Fidelity’s Annuity Push: Then vs Now

It used to be that the biggest investment firms on the block wanted nothing to do with annuities. Times have changed. Fidelity, long considered a bastion of anti-annuity sentiment, has not only come around—they’re doubling down. Let’s break down what’s happening, why it matters, and what you need to know if you’re getting advice from one of these big-name firms.

A New Tune from Fidelity

Not long ago, Fidelity wouldn’t touch annuities with a ten-foot pole. They leaned hard into market-based investments, and their advisors regularly steered people away from guaranteed income products. Fast forward to today: Fidelity is actively recommending that retirees take up to 25% of their portfolio and use it to purchase a guaranteed income annuity.

This isn’t a rumor. Clients are seeing it firsthand—like one guy I worked with last year. He came to me after Fidelity suggested a guaranteed income annuity as part of his retirement plan. I ended up winning his business by offering a better deal, but it was a turning point. If Fidelity’s pushing annuities now, something’s shifted.

Why the Shift Matters

Fidelity’s pivot isn’t just a marketing gimmick—it’s a recognition of changing demographics, market volatility, and the need for more predictable retirement income. But here’s the thing: while they’re pushing annuities, they’re still only offering a limited lineup. That means if you’re working with them, you might be getting a good product—but not necessarily the best one available.

This is especially true when it comes to Deferred Income Annuities (DIAs) and Guaranteed Lifetime Withdrawal Benefits (GLWBs). Each has pros and cons, and which one is right for you depends entirely on your goals. Fidelity might offer one or the other—but they’re not explaining the differences clearly.

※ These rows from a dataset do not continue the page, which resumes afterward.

PR #328, opened 2025-03-14
feat: improve gNB validation in Network Slice creation

dariofaccin:
This PR aims to improve the validation of the gNBs included in the `site-info` object during the creation/editing of a Network Slice.
After this PR, a network slice cannot be created if any of the specified gNBs do not satisfy these requirements:
* `name` matches against the following regex: `^[a-zA-Z][a-zA-Z0-9-_]+$`
* `tac` is a valid integer in the following range: `[1, 16777215]`

This PR also improves the user experience by providing a meaningful error message in the HTTP response body when the Network Slice can not be created due to validation errors.

Type of `Tac` is changed from `string` to `*int32` for these reasons:
* same type across the whole webconsole
* pointers allow to distinguish between a nil value (which should be allowed, meaning no TAC is set in the request body) and a zero value (which should not be allowed)


configapi/api_slice_mgmt.go
```diff
@@ -168,11 +169,12 @@ func NetworkSliceDeleteHandler(c *gin.Context) bool {
...
 
-func NetworkSlicePostHandler(c *gin.Context, msgOp int) bool {
+func NetworkSlicePostHandler(c *gin.Context, msgOp int) (bool, string) {
 	sliceName, _ := c.Params.Get("slice-name")
 	if !isValidName(sliceName) {
-		logger.ConfigLog.Errorf("invalid Network Slice name %s. Name needs to match the following regular expression: %s", sliceName, NAME_PATTERN)
-		return false
+		errorMsg := fmt.Sprintf("invalid Network Slice name %s. Name needs to match the following regular expression: %s", sliceName, NAME_PATTERN)
+		logger.ConfigLog.Errorf(errorMsg)
+		return false, errorMsg
```
ghislainbourgeois, line 177: Following my suggestion to change the signature of the function, this code would change in a way similar to this:

```suggestion
		err := fmt.Errorf("invalid Network Slice name %s. Name needs to match the following regular expression: %s", sliceName, NAME_PATTERN)
		logger.ConfigLog.Error(err.Error())
		return err
```

At the end of the function, we would then explicitly return nil.

ghislainbourgeois (changes requested):

configapi/api_default.go
```diff
@@ -242,19 +242,19 @@ func NetworkSliceSliceNameDelete(c *gin.Context) {
...
 
 // NetworkSliceSliceNamePut -
 func NetworkSliceSliceNamePut(c *gin.Context) {
 	logger.ConfigLog.Debugf("Received NetworkSliceSliceNamePut ")
-	if ret := NetworkSlicePostHandler(c, configmodels.Put_op); ret {
-		c.JSON(http.StatusOK, gin.H{})
-	} else {
-		c.JSON(http.StatusBadRequest, gin.H{})
+	if err := NetworkSlicePostHandler(c, configmodels.Put_op); err != nil {
+		c.JSON(http.StatusBadRequest, gin.H{"error": err})
```
ghislainbourgeois, line 256:
```suggestion
		c.JSON(http.StatusBadRequest, gin.H{"error": err.Error()})
```

configapi/api_slice_mgmt.go
```diff
@@ -184,8 +186,8 @@ func NetworkSlicePostHandler(c *gin.Context, msgOp int) bool {
 		err = c.ShouldBindJSON(&request)
 	}
 	if err != nil {
-		logger.ConfigLog.Infof("err %v", err)
-		return false
+		logger.ConfigLog.Errorf("err %v", err)
```
ghislainbourgeois, line 189:
```suggestion
		logger.ConfigLog.Error(err.Error())
```

I would try to standardize the form that we use in this function. This seems sufficient.

configapi/api_slice_mgmt.go
```diff
@@ -198,6 +200,19 @@ func NetworkSlicePostHandler(c *gin.Context, msgOp int) bool {
 	logger.ConfigLog.Infof("url: %v ", req.URL)
 	procReq := req.Body.(configmodels.Slice)
 
+	for _, gnb := range procReq.SiteInfo.GNodeBs {
+		if !isValidName(gnb.Name) {
+			err := fmt.Errorf("invalid gNB name `%s` in Network Slice %s. Name needs to match the following regular expression: %s", gnb.Name, sliceName, NAME_PATTERN)
+			logger.ConfigLog.Errorln(err.Error())
```
ghislainbourgeois, line 206:
```suggestion
			logger.ConfigLog.Error(err.Error())
```

Again to standardize the form.

ghislainbourgeois (changes requested):
I am pretty happy with this, just have a couple of tiny suggestions.

configapi/api_slice_mgmt_test.go
```diff
@@ -90,6 +91,23 @@ const DEVICE_GROUP_CONFIG = `{
   "site-info": "string"
 }`
 
+func networkSliceInvalidGnb(gnbName string, gnbTac int32) string {
```
thakurajayL, line 94: Could we change this name to something else. I think this function is creating Network Slice with whatever gNB information is passed. Why should it be called InvalidGnb?

configapi/api_slice_mgmt.go
```diff
@@ -198,14 +200,27 @@ func NetworkSlicePostHandler(c *gin.Context, msgOp int) bool {
...
 
 	group := procReq.SiteDeviceGroup
 	slices.Sort(group)
-	slices.Compact(group)
+	group = slices.Compact(group)
 	logger.ConfigLog.Infof("number of device groups %v", len(group))
-	for i := 0; i < len(group); i++ {
+	for i := range group {
 		logger.ConfigLog.Infof("device groups(%v) - %v", i+1, group[i])
 	}
```
patriciareinoso, line 225:
```suggestion
	for i, g := range group {
		logger.ConfigLog.Infof("device groups(%v) - %v", i+1, g)
	}
```
since you are already changing to use range.

configapi/api_slice_mgmt.go
```diff
@@ -198,14 +200,27 @@ func NetworkSlicePostHandler(c *gin.Context, msgOp int) bool {
...
 
+	for _, gnb := range procReq.SiteInfo.GNodeBs {
+		if !isValidName(gnb.Name) {
+			err := fmt.Errorf("invalid gNB name `%s` in Network Slice %s. Name needs to match the following regular expression: %s", gnb.Name, sliceName, NAME_PATTERN)
+			logger.ConfigLog.Error(err.Error())
+			return err
+		}
+		castedGnbTac := fmt.Sprint(gnb.Tac)
+		if !isValidGnbTac(castedGnbTac) {
+			err := fmt.Errorf("invalid TAC %s for gNB %s in Network Slice %s. TAC must be a numeric string within the range [1, 16777215]", castedGnbTac, gnb.Name, sliceName)
```
patriciareinoso, line 211:
```suggestion
			err := fmt.Errorf("invalid TAC %s for gNB %s in Network Slice %s. TAC must be an integer within the range [1, 16777215]", castedGnbTac, gnb.Name, sliceName)
```
in the context of a NS, the gNB is an int

thakurajayL (approved):

configapi/api_slice_mgmt.go
```diff
@@ -198,15 +200,28 @@ func NetworkSlicePostHandler(c *gin.Context, msgOp int) bool {
 	logger.ConfigLog.Infof("url: %v ", req.URL)
 	procReq := req.Body.(configmodels.Slice)
 
+	for _, gnb := range procReq.SiteInfo.GNodeBs {
+		if !isValidName(gnb.Name) {
+			err := fmt.Errorf("invalid gNB name `%s` in Network Slice %s. Name needs to match the following regular expression: %s", gnb.Name, sliceName, NAME_PATTERN)
+			logger.ConfigLog.Error(err.Error())
+			return err
+		}
+		castedGnbTac := fmt.Sprint(gnb.Tac)
```
ghislainbourgeois, line 209:
```suggestion
		castedGnbTac := strconv.Itoa(gnb.Tac)
```

This would be a bit more efficient, but this is very minor.

ghislainbourgeois (dismissed):
LGTM, I left an optional suggestions. Please update your branch with the latest changes from main.

configapi/api_slice_mgmt.go
```diff
@@ -184,8 +186,8 @@ func NetworkSlicePostHandler(c *gin.Context, msgOp int) bool {
 		err = c.ShouldBindJSON(&request)
 	}
 	if err != nil {
-		logger.ConfigLog.Infof("err %v", err)
-		return false
+		logger.ConfigLog.Error(err.Error())
```
gab-arrobo, line 189:
```suggestion
		logger.ConfigLog.Errorln(err.Error())
```

configapi/api_slice_mgmt.go
```diff
@@ -198,15 +200,28 @@ func NetworkSlicePostHandler(c *gin.Context, msgOp int) bool {
 	logger.ConfigLog.Infof("url: %v ", req.URL)
 	procReq := req.Body.(configmodels.Slice)
 
+	for _, gnb := range procReq.SiteInfo.GNodeBs {
+		if !isValidName(gnb.Name) {
+			err := fmt.Errorf("invalid gNB name `%s` in Network Slice %s. Name needs to match the following regular expression: %s", gnb.Name, sliceName, NAME_PATTERN)
+			logger.ConfigLog.Error(err.Error())
```
gab-arrobo, line 206:
```suggestion
			logger.ConfigLog.Errorln(err.Error())
```

configapi/api_slice_mgmt.go
```diff
@@ -198,15 +200,28 @@ func NetworkSlicePostHandler(c *gin.Context, msgOp int) bool {
...
+			return err
+		}
+		castedGnbTac := fmt.Sprint(gnb.Tac)
+		if !isValidGnbTac(castedGnbTac) {
+			err := fmt.Errorf("invalid TAC %s for gNB %s in Network Slice %s. TAC must be an integer within the range [1, 16777215]", castedGnbTac, gnb.Name, sliceName)
+			logger.ConfigLog.Error(err.Error())
```
gab-arrobo, line 212:
```suggestion
			logger.ConfigLog.Errorln(err.Error())
```

configapi/api_slice_mgmt.go
```diff
@@ -168,11 +169,12 @@ func NetworkSliceDeleteHandler(c *gin.Context) bool {
...
 }
 
-func NetworkSlicePostHandler(c *gin.Context, msgOp int) bool {
+func NetworkSlicePostHandler(c *gin.Context, msgOp int) error {
 	sliceName, _ := c.Params.Get("slice-name")
 	if !isValidName(sliceName) {
-		logger.ConfigLog.Errorf("invalid Network Slice name %s. Name needs to match the following regular expression: %s", sliceName, NAME_PATTERN)
-		return false
+		err := fmt.Errorf("invalid Network Slice name %s. Name needs to match the following regular expression: %s", sliceName, NAME_PATTERN)
+		logger.ConfigLog.Error(err.Error())
```
gab-arrobo, line 176:
```suggestion
		logger.ConfigLog.Errorln(err.Error())
```

gab-arrobo (changes requested):

gab-arrobo:
@dariofaccin, it looks like the commits have not been address as of yet (it may be that you are missing a commit that addresses my requested changes)

dariofaccin:
@gab-arrobo this can be merged now.

configapi/api_slice_mgmt.go
gab-arrobo: Would not it be better to properly update `configmodels/model_inventory.go` to have `Tac` as a number as follows:
```diff
type PutGnbRequest struct {
-	Tac string `json:"tac"`
+	Tac int32 `json:"tac"`
}
```
Or, alternatively, to update `configmodels/model_slice_site_info_g_node_bs.go` to have `Tac` as string as follows:
```diff
type SliceSiteInfoGNodeBs struct {
	Name string `json:"name,omitempty"`

	// unique tac per gNB. This should match gNB configuration.
-	Tac int32 `json:"tac,omitempty"`
+	Tac string `json:"tac,omitempty"`
}
```
It looks pretty strange to me that we have `Tac` as string in one place while we have `Tac` as int32 in another place

configapi/api_slice_mgmt.go
gab-arrobo: It looks like this comment has not been addressed yet.

configapi/api_slice_mgmt.go
```diff
@@ -198,15 +200,28 @@ func NetworkSlicePostHandler(c *gin.Context, msgOp int) bool {
...
 	procReq := req.Body.(configmodels.Slice)
 
+	for _, gnb := range procReq.SiteInfo.GNodeBs {
+		if !isValidName(gnb.Name) {
+			err := fmt.Errorf("invalid gNB name `%s` in Network Slice %s. Name needs to match the following regular expression: %s", gnb.Name, sliceName, NAME_PATTERN)
+			logger.ConfigLog.Errorln(err.Error())
+			return err
+		}
+		castedGnbTac := fmt.Sprint(gnb.Tac)
+		if !isValidGnbTac(castedGnbTac) {
```
gab-arrobo, line 210: Alternatively, would not it be easier/faster to avoid the conversion (and avoid calling `isValidGnbTac`) and just check the following, which is basically what `isValidName` is doing "under the hood"
```suggestion
		if gnb.Tac < 1 && gnb.Tac > 16777215 {
```

dariofaccin: I would change `Tac` in `PutGnbRequest` to `int32`, howeverr this is a breaking change which changes the behaviour of the API. If you are ok with that, I'll proceed.

configapi/api_inventory.go
```diff
@@ -90,9 +89,9 @@ func PostGnb(c *gin.Context) {
 		c.JSON(http.StatusBadRequest, gin.H{"error": errorMessage})
 		return
 	}
-	if postGnbParams.Tac != "" {
+	if postGnbParams.Tac != 0 {
```
patriciareinoso, line 92: on this line we would be writing tac = 0 in the DB if the user explicitly sets the value to 0

patriciareinoso (changes requested):
please run 
```
swag init -g backend/webui_service/swagger_ui_service.go --outputTypes go
```
to update the  swagger ui docs

configapi/api_slice_mgmt.go
gab-arrobo: I think the API is mainly used by `Aether ROC/simapp` and `Canonical's NMS`, we need to validate that nothing breaks with these two because of the API change

dariofaccin: @gab-arrobo regarding Canonical NMS, we already have the PR to address this. Regarding `simapp`, it doesn't seem to use the `/api/config/v1/inventory/gnb` APIs, so this PR does not affect its behavior; it creates a NS but there the value for the TAC is already `1` (int) so the validation is positive.

configmodels/model_inventory.go
```diff
@@ -10,16 +10,16 @@ const (
 
 type Gnb struct {
 	Name string `json:"name"`
-	Tac  string `json:"tac,omitempty"`
+	Tac  *int32 `json:"tac,omitempty"`
```
gab-arrobo, line 13: Why does this `Tac` have to be a pointer and the one in `PutGnbRequest` is not?

configmodels/model_inventory.go
```diff
@@ -10,16 +10,16 @@ const (
...
 }
 
 type PostGnbRequest struct {
 	Name string `json:"name"`
-	Tac  string `json:"tac,omitempty"`
+	Tac  *int32 `json:"tac"`
```
gab-arrobo, line 18: Why does this `Tac` have to be a pointer and the one in `PutGnbRequest` is not?

gab-arrobo (commented):
Overall, it looks good to me. I have two minor comments/questions. I need to run a test using the ROC to make sure everything works as expected. Just in case, did you run a test using the ROC?

gab-arrobo (approved):
+1

configmodels/model_inventory.go
dariofaccin: In the POST method we now allow the creation of a gNB without specifying a TAC: this is required for the network configuration orchestration using Canonical charms (the PR has been merged days ago). The necessity of using a pointer arises from the fact that we need to distinguish between a non-set value (allowed) and an explicitly-set `0` value (not allowed): the only way to deal with this case in Go is to use pointers instead of direct values. I added a unit test for this edge case, which fails if using `int32`.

Chart: Comparing DIA vs. GLWB for Retirement Income

FeatureDeferred Income Annuity (DIA)Guaranteed Lifetime Withdrawal Benefit (GLWB)
Income Start DateDelayed (often 5–15 years)Flexible; withdrawals can start at retirement
Payout CertaintyHigh (fixed payments, known period)Moderate to high (varies with market)
Market ExposureNoneOften tied to an indexed or variable annuity
Death BenefitsOptional, usually limitedOften includes benefit base or return of premium
FlexibilityLowHigher (can access more if needed)
Table comparing Deferred Income Annuity (DIA) vs. Guaranteed Lifetime Withdrawal Benefit (GLWB) for retirement income planning.

“You Don’t Need an Annuity, But You Might Want One”

Let’s be clear: nobody needs an annuity. You can absolutely retire without one. But if the goal is peace of mind, guaranteed income, or a conservative hedge against market swings—then an annuity might just make your life a whole lot easier.

In the past year, I’ve worked with people in their 40s and 50s who are buying income products because it simply makes financial sense. It’s not about pushing a product—it’s about finding a solution that actually fits the plan.

What the Fee-Only Crowd Isn’t Telling You

Some fee-only advisors love to take shots at annuities, often because they can’t (or don’t want to) sell them. That doesn’t mean annuities are bad. In fact, many of those same advisors are quietly warming up to the idea—because they’re realizing what Fidelity already has: when used correctly, annuities reduce risk, increase stability, and provide predictable income.

In some cases, I’ve been able to offer annuity options that outperform what Fidelity or Schwab are offering by 20–25%. Other times, I can only beat their offer by a few percentage points—which speaks to the quality of the deal they’ve put on the table. If the client already has a strong relationship with their advisor, I’ve told them: go ahead and stick with it. It’s a solid option.

For a detailed comparison of what Fidelity is offering versus the open market, see Fidelity Annuity Recommendations.

Fidelity’s Annuity Push: Then vs Now

The industry is evolving, and so is Fidelity. Their approach today is a far cry from the anti-annuity days of old. Now, annuities are front and center in their planning materials—often in the top three strategies they promote. That’s not an accident. It’s a recognition that guaranteed income plays a critical role in a well-rounded retirement plan.

If you’re hearing mixed messages—some advisors saying avoid annuities at all costs, others recommending them heavily—you’re not alone. But that’s exactly why getting a second opinion matters. Every retirement plan is different, and no single product is the answer for everyone.